No es Fuenteovejuna, pero se le parece. El ejecutado no es el comendador injusto sino el prófugo por la violación y el asesinato de Abigail, una niña de 9 años. No obstante, la furia popular es similar. Hay enojo con los que rigen los destinos de la sociedad porque han fallado en dar respuestas a lo elemental. Esa indignación muestra la sucesión de episodios salvajes vistos desde la tragedia del domingo, con incendio de viviendas y con pedradas a comisarías, y ayer, a lo largo de la tarde, tras la captura de “Culón” en el barrio 240 Viviendas. El prófugo ya había sido dejado de la mano de Dios hasta por su propia familia.
Los vecinos lo habían anticipado desde el primer momento, cuando salieron como grupo paralelo a buscar hasta bajo las piedras, tras la furia que había generado la laxitud policial del domingo.
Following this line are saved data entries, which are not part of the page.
PR #110, opened 2022-08-25
Showcase tzinfo idea for gallery and general usage

CodyCBakerPhD:
Another idea I had for simplifying much of the code in the galleries.

Basically a convenience functionality for setting timezone information in metadata. Not necessarily specific to `session_start_time`, but could have it alter any metadata info that is ultimately specified as ISO/datetime objects.

Saves ~6 lines per gallery (~2 unnecessary imports, ~4 lines that parse the existing ISO string as datetime just to cast it back in the update)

A la familia le dijeron que había que esperar 24 horas. Los vecinos creen que si se hubieran activado los protocolos que las autoridades policiales dicen haber cumplido, tal vez se hubiera evitado la tragedia.
Tucumán, con casi 130 homicidios en lo que va del año, viene en picada, con su estructura social hecha añicos. A lo largo de los 14 años que han pasado desde el crimen de Paulina Lebbos la violencia ha crecido, así como la impunidad. Y también el descreimiento social. Lo señalaron hace cuatro años los fiscales Diego López Ávila y Adriana Giannoni, cuando advirtieron que había demasiados casos de golpizas a delincuentes atrapados por vecinos.
Ya no se trata de una paliza ni de una vejación como la que sufrió un sospechoso de robo en Alderetes hace tres meses. Ahora hay una muerte y ya no importa si “Culón” era culpable o inocente. Es un retroceso de los diques de contención de la comunidad. Hay un correlato entre la sociedad violenta y la justicia por mano propia y que interpela a la Policía, pero también a los funcionarios políticos, a los legisladores y a la Justicia. La contención de los hombres ha fallado. Hemos vuelto a tiempos previos al contrato social. En la nota del 1 de abril sobre la epidemia de 1887, Sebastián Rosso rescata una crónica del siglo XIX donde se relata que los vecinos, aterrorizados por la pandemia, mataron a dos enfermos de cólera. Y lo justificaron al grito de “¡Maten que Dios perdona!”.